- Pitcher
- Born: July 18, 1956 (age 69) Houston, Texas, U.S.
- Batted: RightThrew: Right

MLB debut
- August 13, 1979, for the Toronto Blue Jays

Last MLB appearance
- September 28, 1979, for the Toronto Blue Jays

MLB statistics
- Win–loss record: 3–4
- Earned run average: 5.23
- Strikeouts: 19
- Stats at Baseball Reference

Teams
- Toronto Blue Jays (1979);

= Butch Edge =

American baseball player (born 1956)

Claude Lee Edge (born July 18, 1956) is an American former professional baseball pitcher. He played in Major League Baseball for the Toronto Blue Jays during the 1979 season.

==Career==
Edge graduated from El Camino High School in Sacramento, California and was featured in Faces in the Crowd in the June 24, 1974 issue of Sports Illustrated. He was drafted by the Milwaukee Brewers as the sixth pick overall of the 1974 amateur draft. Edge was selected by the Toronto Blue Jays in the 1976 Major League Baseball expansion draft.
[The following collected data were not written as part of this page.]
PR #2820, opened 2026-03-10
Update CI images with a dedicated registry that supports both schema1 and schema2

mtrmac:
This validates, and updates for, https://github.com/containers/automation_images/pull/437 .

After this merges, I expect the bot to close https://github.com/containers/skopeo/pull/2772 .

PR #2931, opened 2026-07-23
[release-1.22] Backport two test fixes

Luap99:
Backported from #2820

I need this for https://github.com/podman-container-tools/container-libs/pull/1010

### DIFF
--- a/.cirrus.yml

Edge played his only season in the Major Leagues in 1979, in which the 6'3" right-hander made nine starts for the Blue Jays. He pitched 512/3 innings, won three games, lost four, completed one game, gave up 60 hits, 30 earned runs (for a 5.23 earned run average), walked 24 batters, and struck out 19.

The Blue Jays released Edge prior to the start of the 1980 season. On April 10, he signed as a free agent with the Atlanta Braves. Edge spent two seasons with Atlanta's Triple-A affiliate, the Richmond Braves.

Before the 1982 season, Edge was traded from the Braves to the Chicago White Sox for Mike Colbern. Chicago then packaged Edge with Ross Baumgarten in a trade to the Pittsburgh Pirates for Vance Law and Ernie Camacho.